• **Problem to solve**
The required output consists solely of the lines from the top of the listing through the line containing "file is so that", transcribed exactly.

[[ Records provided open ]]

PR #110, opened 2020-08-17
Frontend cost filter

s17k:
Closes: #110 
**After**:
Screenshot from 2020-08-17 17-49-39 (1)

### DIFF
--- a/frontend/src/store/core_table_filter_utils.ts
+++ b/frontend/src/store/core_table_filter_utils.ts
@@ -13,7 +13,7 @@ See the License for the specific language governing permissions and
 limitations under the License. */
 
 import { RecommendationExtra } from "./model";
-import { ICoreTableStoreState } from "./core_table";
+import { ICoreTableStoreState, costCategoriesNames } from "./core_table";
 
 // The primary motivation for having these in a separate file is so that
 //  they can be mocked by Jest:
@@ -54,6 +54,20 @@ export function statusFilterAccepted(
   return (
     tableState.statusesSelected.length === 0 ||
     tableState.statusesSelected.includes(recExtra.statusCol)
+  );
+}
+
+export function costFilterAccepted(
+  tableState: ICoreTableStoreState,
+  recExtra: RecommendationExtra
+) {
+  const catgsSelected = tableState.costCategoriesSelected;
+  const costsAlias = costCategoriesNames.costs;
+  const gainsAlias = costCategoriesNames.gains;
+  return (
+    catgsSelected.length == 0 ||
+    (recExtra.costCol >= 0 && catgsSelected.includes(costsAlias)) ||
+    (recExtra.costCol <= 0 && catgsSelected.includes(gainsAlias))
   );
 }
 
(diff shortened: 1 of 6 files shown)


frontend/tests/unit/aggregate_filter.spec.ts
```diff
@@ -40,12 +41,13 @@ describe("Filtering aggregate (resource name, type, status...)", () => {
     ) as boolean;
 
   test("project filter", () => {
-    let isOn = new Array(5).fill(true);
+    let isOn = new Array(6).fill(true);
```
Podkamienna, line 44: Maybe you can create a constant for the number of filters, so the code is easier to understand?

frontend/tests/unit/aggregate_filter.spec.ts
```diff
@@ -19,7 +19,8 @@ import {
   statusFilterAccepted,
   projectFilterAccepted,
   typeFilterAccepted,
-  resourceFilterAccepted
+  resourceFilterAccepted,
+  costFilterAccepted
```
Podkamienna, line 23: Why do all the filters have the suffix "Accepted"?

frontend/src/store/core_table_filter_utils.ts
```diff
@@ -57,6 +57,20 @@ export function statusFilterAccepted(
...
 
+export function costFilterAccepted(
+  tableState: ICoreTableStoreState,
+  recExtra: RecommendationExtra
+) {
+  const catgsSelected = tableState.costCategoriesSelected;
+  const costsAlias = costCategoriesNames.costs;
+  const gainsAlias = costCategoriesNames.gains;
+  return (
+    catgsSelected.length == 0 ||
```
Podkamienna, line 68: Is it really worth it, to define those constants? I think they make this function more difficult to understand. Moreover, for me it was not that easy to connect catgs to the word categories.

frontend/tests/unit/aggregate_filter.spec.ts
s17k: Because if you don't do that, it is hard to figure out what `resourceFilter(..., recommendation)` should return (should `true` be returned for the items that are filtered out or for the items that should be included in the results).

frontend/tests/unit/aggregate_filter.spec.ts
s17k: I have already made an effort not to make the `mockImplementation` calls too abstract (avoided the for loop), so I think it should really be quite easy to see what I am doing with `isOn`.

frontend/src/store/core_table_filter_utils.ts
s17k: Interesting, I will take a look and try to correct that.

frontend/tests/unit/aggregate_filter.spec.ts
brzezinski: magic numbers is something we should avoid

s17k: The magic bubble quickly bursts the moment you read the next few lines in my opinion 😃...

PR #111, opened 2020-08-18
Frontend get short name

Podkamienna:


frontend/src/store/model.ts
```diff
@@ -62,10 +62,60 @@ export interface OperationsList {
...
+  name: string;
+  source_disk: string;
+  storage_locations: string[];
+}
+
 export interface Operation {
   resource: string;
   resourceType: string;
   path: string;
+  value?: string | ValueAddSnapshot;
```
s17k, line 75: You could add a comment that this is part of a union field that you only support one type of (`value`, not `valueMatcher`) . The other type doesn't look like it is currently used in any recommendations, so this should be fine but I would make this decision more visible.

frontend/src/store/model.ts
```diff
@@ -75,12 +125,45 @@ export function getRecommendationResource(
...
 }
 
+// -> "compute.googleapis.com/Snapshot"
+export function getRecommendationResourceType(
+  recommendation: RecommendationRaw
+): string {
+  return recommendation.content.operationGroups[0].operations[0].resourceType;
+}
+
+export function getRecommendationValue(
```
s17k, line 135: This is not `Recommendation`, but `Operation` value according to the docs. Probably best not to name it this way then, I initially thought that it is a property of `Recommendation`.

frontend/src/store/model.ts
Podkamienna: Actually valueMatcher is used in the recommendation, that tests if the machine type is correct. Do you think, that then it also should be added?

s17k: I understand you mean the operation that tests the machine type. Is that an operation that you have seen in any recommenders that we support ?

frontend/src/store/model.ts
```diff
@@ -75,12 +125,45 @@ export function getRecommendationResource(
...
-  return extractFromResource("instances", resource);
+  const resourceType = getRecommendationResourceType(recommendation);
+
+  switch (resourceType) {
+    case "compute.googleapis.com/Instance": {
+      const resource = getRecommendationResource(recommendation);
+      return extractFromResource("instances", resource);
+    }
+    case "compute.googleapis.com/Disk": {
+      const resource = getRecommendationResource(recommendation);
```
s17k, line 153: It seems like the docs ([link](https://cloud.google.com/compute/docs/disks/viewing-and-applying-idle-pd-recommendations)) have an example of a recommendation with `resourceType` equal to `compute.googleapis.com/Disk` but with no `resource` field in the first operation. Maybe they are outdated, as the sample snapshot recommendations in the fake-service do have it, or we used an old version of the API to get these. Anyway, I think it is safer to just use the `resource` field from the second operation.

frontend/src/store/model.ts
```diff
@@ -62,10 +62,60 @@ export interface OperationsList {
   [index: number]: Operation;
 }
 
+export interface ValueAddSnapshot {
```
s17k, line 65: Naming it `OperationValueAddSnapshot` would make it less ambiguous (I know that `value` is an actual name of the field used in the docs, but barely anyone remembers that and it wasn't too easy to guess that).

frontend/src/store/model.ts
Podkamienna: Did you manage to find something in the docs about this operation being always followed by another one?

frontend/src/store/model.ts
Podkamienna: Yes, it's the first one in recommendations.go file. If by recommender you mean recommenderSubtype field, then it is present in CHANGE_MACHINE_TYPE.

frontend/src/store/model.ts
Podkamienna: Then we need to change also the functions "getRecommendationResource" and "getRecommendationResourceType". Actually, even though it is not a property of recommendation, but of operation I am not sure if the name is wrong. We use the value that is returned to represent the recommendation. Otherwise we would get the value that represents an operation, and it would be quite unclear, why do we use it to extract information about a recommendation.

frontend/src/store/model.ts
Podkamienna: I guess I will just check all the recommendations, and condition on operation's action instead of resource type.

Podkamienna: And throw an exception, when received names don't agree.

frontend/src/store/model.ts
s17k: My main point is that 'value' is super ambiguous and it is hard to guess that someone actually designed a field with such a name.

frontend/src/store/model.ts
s17k: > Did you manage to find something in the docs about this operation being always followed by another one?

No, but I don't think the basic structure of operations varies among recommendations from the same type.

frontend/src/store/model.ts
```diff
@@ -118,59 +121,70 @@ function isValueAddSnapshot(
...
-    }
-    case "compute.googleapis.com/Disk": {
-      const resource = getRecommendationResource(recommendation);
-      return extractFromResource("disks", resource);
-    }
-    case "compute.googleapis.com/Snapshot": {
-      const value = getRecommendationValue(recommendation);
-      if (isValueAddSnapshot(value)) {
+  switch (action) {
+    case "add": {
```
s17k, line 158: As long as this works, it is an acceptable solution.
But if it stops because, for example, we find out that not all recommendations that have a first 'add' operation are snapshot recommendations (as it is assumed now), I would definitely argue that we could do something simpler like this:
- if operations[0].value.source_disk exists, return the disk name
- if not, just return whatever is after the last slash in operations[0].resource

s17k (approved):
Looks good for now. I left a comment about potential changes in the future.

PR #113, opened 2020-08-21
Frontend cleanup - phase one

s17k:
Primarily renaming, more comments and of improved quality
Also, 
- fix: `<v-row>`s should be in `<v-containers>` according to Vuetify docs. Mobile view has two rows now, all larger ones have one to display the summary and 'apply' button. [related changes](https://github.com/googleinterns/recomator/pull/113/files#diff-fc0c24dc6322dfd54b09c2409f44088d)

[[ Records provided closed ]]

• **Result of this exercise**
PR #110, opened 2020-08-17
Frontend cost filter

s17k:
Closes: #110 
**After**:
Screenshot from 2020-08-17 17-49-39 (1)

### DIFF
--- a/frontend/src/store/core_table_filter_utils.ts
+++ b/frontend/src/store/core_table_filter_utils.ts
@@ -13,7 +13,7 @@ See the License for the specific language governing permissions and
 limitations under the License. */
 
 import { RecommendationExtra } from "./model";
-import { ICoreTableStoreState } from "./core_table";
+import { ICoreTableStoreState, costCategoriesNames } from "./core_table";
 
 // The primary motivation for having these in a separate file is so that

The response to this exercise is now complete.